Thanks so much to both of you! I been stressing about it... Which rod would you match it up with for pier plugging (length/action etc) Buying a rod to match tomorrow.... also Braid vs Mono? for repeated casting into the wind.. of course I am tieing a 25-30 lb mono leader on the gotcha's...

PS. Up until this Tuesday I have been limited to freshwater fishing and got spoiled with a stella 2500FE and megabass IS73 as far as weight goes.. But due to relocation I'm going to be active salt fishing... But I want to take it slow as far as spending that kind of money on it. Wrightsville beach here I come!


----------



## Sandbar (Oct 16, 2013)

xdss said:


> also Braid vs Mono? for repeated casting into the wind.. of course I am tieing a 25-30 lb mono leader on the gotcha's...
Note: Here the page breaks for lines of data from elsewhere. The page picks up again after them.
PR #1742, opened 2026-01-14
fix: anchor images in table cells

VladaHarbour:


packages/layout-engine/painters/dom/src/renderer.ts
```diff
@@ -3392,8 +3371,8 @@ export class DomPainter {
     let contentContainer: HTMLElement = groupEl;
```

Braid will have an easier time casting in windy conditions and less line memory, but mono will have higher abrasion resistance in case you have a fish run around the pilings. That being said, I'd personally go with braid because it casts easier and has less stretch than mono.

On a side note, I have a Spinfisher 5500 and it's a great reel with 30lb braid. You should be quite happy with the 4500.


----------



## kurazy kracka (Oct 14, 2008)

i have a 3500 and a 4500. LOVE the 3500 but haven't hooked up with anything over about 7lbs yet. the 4500 is beauttiful too and with the live line feautre makes it a great surf bait rod.
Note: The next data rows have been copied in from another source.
PR #1752, opened 2026-01-15
fix: annotation issues

artem-harbour:
- Fix drag drop of annotations with the same fieldId.
- Fix merging annotation runs (rendering annotations next to each other).


harbournick (approved):
LGTM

one is a on a 8' tica and the other is on a 8' airwave. both match the reels well and with the 4500 i can put it on my 10ft tica to bait fish the surf. the tica is a 1 piece and the action and feel is PERFECT in my opnion.


----------



## originalhooker (Nov 26, 2009)

why a reel that large? 2500 size is fine for pier & 80% of the inshore wb fishig needs. your wrist will thank you w/ extended use. 4500 is good for surf spanish/albies & bait for pups/pomps.
with a 2500 you can do 6/8lb braid backing & 80/90yrds of 15lb.


----------



## xdss (Sep 21, 2014)

originalhooker said:


> why a reel that large? 2500 size is fine for pier & 80% of the inshore wb fishig needs. your wrist will thank you w/ extended use. 4500 is good for surf spanish/albies & bait for pups/pomps.
> with a 2500 you can do 6/8lb braid backing & 80/90yrds of 15lb.
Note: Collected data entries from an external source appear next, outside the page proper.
PR #3304, opened 2026-05-14
fix(super-editor): restore toolbar dropdown keyboard focus

sergiogomes:
## Summary

- Opens toolbar dropdowns with Enter and Space.
- Restores focus to the dropdown trigger when Escape closes the menu.
- Adds unit coverage for dropdown keyboard activation and Escape focus restoration.

## Test plan

- [x] Targeted toolbar tests:

```bash
pnpm exec vitest run packages/super-editor/src/editors/v1/components/toolbar/ButtonGroup.test.js packages/super-editor/src/editors/v1/components/toolbar/ToolbarDropdown.test.js
```

- [x] `pnpm run format:check`
- [x] `pnpm run lint`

The smallest size they make of the reel I'm set on is 3500 (penn spin fisher) I'm not new to pier/surf fishing but this is the only reel I own (so far fo) for salt as my previous living situation did not allow me access to salt unless I wanted to take quite a drive. I will also be throwing this in the surf occasionally with larger weights and on a larger rod... I'm not looking to throw ultra light plugs or anything under an oz at all with this setup... I plan to purchase a smaller size reel/rod to cover that in the next month. .
Everyone I have talked to (and I have called at least 15 tackle shops claim they use a similar size setup)
But your right on point as far as my concerns go, I really want to be versatile with this setup but I absolutely love throwing plugs, but also want to be able to not get completely spooled if something larger then a blue/spanish were to hit a plug/rig.... I would like to have a chance at landing a med drum or small/med king if it were to hit.
I run a Stella 2500FE for drop shotting large mouth and It's a little light for what I'm trying to do... That and I don't wanna funk up such a nice reel with salt air/water.
Here is some of the responses I have got so far
http://www.gulfshorespierfishing.co...cha-plugs-blues-spanish-large-9249/#post82984
http://www.stripersonline.com/t/953...a-plugs-and-spoons-time-sensitive-please-help


----------



## originalhooker (Nov 26, 2009)

i c, didnt know the smallest size, not really a fan of penns. You mentioned pluggng gotchas all day. so that was my take & help offered. casting distance & your comfort level of awkardness/fatigue, & enjoying the fight r some things to consider. you'll see most throw plugs that catch well will be gotchas, any small casting spoon, occasional topwater, 1/4 - 3/4 oz, so pair the reel w/ a fast action graphite 7' -71/2', this will also be used for light surf bait or artificial, trout, & flounder. knock on wood but i've never been spooled on wb w/ 2500 size reel, i've landed cobia to 33lbs, 12lb kings, albies, bonita, smaller jacks, 35lb black drum while plugging ( now see me get into a big en' after this blow - haha, i'd just tie on another rod & let it go over board if i could) you'll whip any wb drum on a 2500, unless your n the inlet w/ current… good on ya for the stella,use the heck out of it!


----------



## bluefish1928 (Jun 9, 2007)

originalhooker said:


> why a reel that large? 2500 size is fine for pier & 80% of the inshore wb fishig needs. your wrist will thank you w/ extended use. 4500 is good for surf spanish/albies & bait for pups/pomps.
> with a 2500 you can do 6/8lb braid backing & 80/90yrds of 15lb.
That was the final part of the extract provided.